Nazar değdiğine inanılan çocuklar okunur, okunmuş su içirilir (K13, K47, K54, K55). Üzerinde mavi boncuklar bulunan altın “Maşallah” kırmızı bir kurdeleyle bağlanmış olarak, çocuk nazarlığı olarak kullanılır (K4, K17, K38).

Gümüş ve altın taşıyana nazar değmeyeceği inancından dolayı gümüş ve altın süs eşyası olarak taşınır (K4, K13, K40, K46).

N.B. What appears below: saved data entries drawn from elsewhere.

PR #10521, opened 2026-08-21
[Master]-Inconsistent Validation of Non-Deductible VAT % for Purchase Lines Sharing the Same VAT Identifier

neeleshsinghal:


alexei-dobriansky:

<details>

This PR fixes the Non-Deductible VAT purchase-line case where one line can be set to 0 while another line with the same VAT Identifier keeps a non-zero Non-Deductible VAT %. The existing validation already rejects the reverse order, and the new tests cover both entry orders. The rule itself is correct, but the new table-level call is placed outside the existing handled validation path.
</details>

<details>

**S1** - *Keep the check inside the existing validation*
The new table-level call runs after `OnBeforeCheckNonDeductibleVATPctIsAllowed`, so subscribers that set `IsHandled` can still get this new error when the value is 0. Move the zero-value branch into `NonDedVATImpl.CheckNonDeductibleVATPctIsAllowed` after the existing `IsHandled` check, or add an equivalent handled event before this new error. Apply the same shape to the layer copies.
</details>

<details>

**Risk:** This is purchase-line VAT validation, so a wrong change can block purchase documents and API writes for a financial field. The same check was added consistently to W1 and the regional BaseApp Purchase Line copies, and no new BaseApp publisher dependency was added; I verified the existing handled event in `NonDeductibleVAT.Codeunit.al`. CI still had some unit-test jobs running and two integration jobs marked failed without logs available from the in-progress run, so those results should be checked before merge.

**Necessity:** The scenario is valid: without the change, a document can mix 0 and non-zero Non-Deductible VAT % values under the same VAT Identifier depending on line entry order. The scope is targeted and the tests cover both order directions, but the fix should preserve the existing handled validation contract.
</details>

---
> [AI-PR-REVIEW] version=1 promptVersion=2 system=github pr=10521 round=1 by=alexei-dobriansky at=2026-08-21T18:11:27Z lastSha=5794e0cf14cf2215060b59024d444a53150b1f16 reviewKey=da273117122186a6f1c90c3e24db6b21fa5624b9f3c8ffe342b8e5fdf2463867 suggestions=S1@44c8aee0

PredragMaricic (changes requested):
Requesting changes for three high-confidence issues:

**S1 - Complete the setup-level fix.** ADO bug #647365 explicitly requires preventing creation of the conflicting VAT Posting Setup configuration. This PR changes only Purchase Line validation. `NonDedVATImpl.CheckVATPostingSetupChangeIsAllowed` still exits for a `Do Not Allow` setup, so the reported non-deductible/normal setup pair with the same VAT Identifier can still be created. Enforce the invariant when the setup is created, as required by the work item.

**S2 - Preserve the handled validation contract.** The new zero-percent check runs directly from table 39 after `NonDeductibleVAT.CheckNonDeductibleVATPctIsAllowed`. A subscriber that handles `OnBeforeCheckNonDeductibleVATPctIsAllowed(..., IsHandled)` can suppress the existing check but still receives this new error. Move the zero-value branch into `NonDedVATImpl.CheckNonDeductibleVATPctIsAllowed` after the same `IsHandled` gate rather than duplicating the query, label, and error across 14 table copies.

**S3 - Resolve the demonstrated test regression.** Twenty-one `LegacyTestsBucket1` jobs fail. The concrete failure is `CombinedVATAmountLineForTwoPurchLineFirstNonDedVATSecondNormalVAT`, which intentionally creates non-deductible and normal VAT lines sharing one VAT Identifier; the new validation now aborts that scenario. Since this work item intentionally changes the invariant, revise the existing W1/AU/IT/RU scenarios to assert the new behavior and add setup-level regression coverage. The PR status check is currently failed for this reason.

This is high-risk financial validation across all BaseApp layers. The two added tests cover both line-entry orders, but the implementation does not complete the linked acceptance scope, bypasses the established extensibility event, and breaks the existing suite.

Nazardan ilk akla gelen korunma çaresi zarar görmesi ihtimali olan kişiyi kem gözlerden kaçırmaktır. Çok sağlıklı ve güzel çocuklar, hatta kırkı geçtikten sonra da mümkün olduğunca nazarının dokunacağı düşünülen kimselere gösterilmemeye çalışılır. Çocukların en yakınlarının sevgi ve hayranlık bakışlarının, aşırı okşamalarının kötü sonuçlar verebileceği inancı ile tatlı sözler yerine “maskara”, “çirkin” gibi sözlerle sevmek tavsiye edilir. Çocukları nazardan korumak için mavi boncuk takılması uygulaması Türkler arasında çok yaygındır. Mavi genelde nazara karşı koruyucu olarak bilinir. Nazardan korunmak için ayetler yazılı muska ve levhaların kullanılması sadece çocuklar için değildir. Üzerlerinde mavi boncuklar bulunan altın maşallah kırmızı bir kurdeleyle bağlanmış olarak, çocuk nazarlığı olarak çok kullanılmaktadır. Üzerlerinde Ayet-el Kursî yazılmış altın künyeler, mavi boncuklu at nalı şeklinde altın nazarlıklar, mavi boncuklu kolye, küpe, yüzük ve bilezikler süs ve nazarlık fonksiyonunu birlikte yerine getirirler. Gümüş ve altın taşıyana nazar değmeyeceği inancından dolayı gümüş ve altın süs eşyası olarak taşınır. Sayılan uygulamalar daha çok insanın nazardan etkilenmesini önlemek içindir.